CVR. For a quick background, each Celgene share converted into 1 BMY share, $50 in cash, and 1 Contingent Value Right (CVR) that trades under the security BMYRT on the NYSE. The CVR will pay out $9 if the company is able to receive approval of ozanimod by 12/31/20, liso-cel by 12/31/20, and ide-cel by 3/31/21. Note that BMY must receive approval for all three by the timelines in order to receive the $9 payment. As I've highlighted above, all three drugs are generally thought to be likely to receive approval by the street for the reasons I've highlighted above. As a result, a key factor is receiving approval by the timelines noted, as the deadlines look to be tight. The tightest deadline may be liso-cel, which needs to either be submitted 1) before year end (which management is targeting), or 2) receive priority review, to comfortably meet the 12/31/20 deadline. If the drug is submitted after Jan 1, 2020, and receives standard review (on the rationale that there are now two other CAR-T therapies on the market), the drug may not meet the deadline, even with approval. Submission dates for ide-cel should also be monitored, although it appears less likely to miss the 3/31/21 deadline. Taking approval likelihood as well as timelines into account, it would seem that the street currently expects a less-than 50% chance of hitting all milestones for the $9 payout, even though each individual event (i.e. receiving approval and meeting the deadline for liso-cel) all appear likely.

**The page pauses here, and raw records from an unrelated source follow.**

PR #248, opened 2019-07-11
:sparkles: Help!

DirectXMan12:
:notes: ... I need somebody! Help! Not just anybody! Help! You know I need someone, heeeeelp :notes:

This adds support for fetch more-or-less detailed help text, and adds help for all available markers.
From a user-facing perspective, this still looks like the `-w` and `-h` flags, except that both can now be passed more than once to get more details.

Passing either 4 times yields JSON output, which we can use to generate HTML documentation for the book.

There are also a number of utility changes along the way, as well as a slight change in default behavior -- previously, if no generators were passed, controller-gen attempted to invoke all of them, and then failed on rbac-gen's missing arguments.  Now it just errors out with a message about specifying generators.


DirectXMan12:
All apologies to the Beatles.  I may be a bit punchy.

DirectXMan12:
Example output (not showing color/formatting, which exists -- try it out yourself):

```bash
$ controller-gen -h

Usage:
  controller-gen [flags]

Examples:
        # Generate RBAC manifests and crds for all types under apis/,
        # outputting crds to /tmp/crds and everything else to stdout
        controller-gen rbac:roleName=<role name> crd paths=./apis/... output:crd:dir=/tmp/crds output:stdout

        # Generate deepcopy implementations for a particular file
        controller-gen deepcopy paths=./apis/v1beta1/some_types.go

        # Run all the generators for a given project
        controller-gen paths=./apis/...


Flags:
  -h, --detailed-help count   print out more detailed help (passing more times yields more detailed information about options)
      --help                  print out usage and a summary of options summary
  -w, --which-markers count   print out all markers available with the requested generators (passing more times yields more detailed information)


Options


generators

+webhook                                       package  generates (partial) {Mutating,Validating}WebhookConfiguration objects.
+rbac:roleName=<string>                        package  generates ClusterRole objects.
+object[:headerFile=<string>][:year=<string>]  package  generates code containing DeepCopy, DeepCopyInto, and DeepCopyObject method implementations.
+crd[:trivialVersions=<bool>]                  package  generates CustomResourceDefinition objects.


generic

+paths=<[]string>  package  represents paths and go-style path patterns to use as package roots.


output rules (optionally as output:<generator>:...)

+output:artifacts[:code=<string>]:config=<string>  package  outputs artifacts to different locations, depending on whether they're package-associated or not.
+output:dir=<string>                               package  outputs each artifact to the given directory, regardless of if it's package-associated or not.
+output:none                                       package  skips outputting anything.
+output:stdout                                     package  outputs everything to standard-out, with no separation.

```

Bevy of Catalysts Coming in Six Months
With numerous trials for Opdivo expected to read out in the coming months, along with key pipeline updates, Bristol-Myers Squibb should see stock volatility as the future growth trajectory becomes more visible over the next few months. Additionally, the recent acquisition of Celgene adds additional margin leverage to the story, as the company has announced and already begun integration plans (with $2.5 billion in announced cost synergies). As a result, if the readouts are successful, BMY’s future could look significantly better six months from now if the readouts play out as management hopes.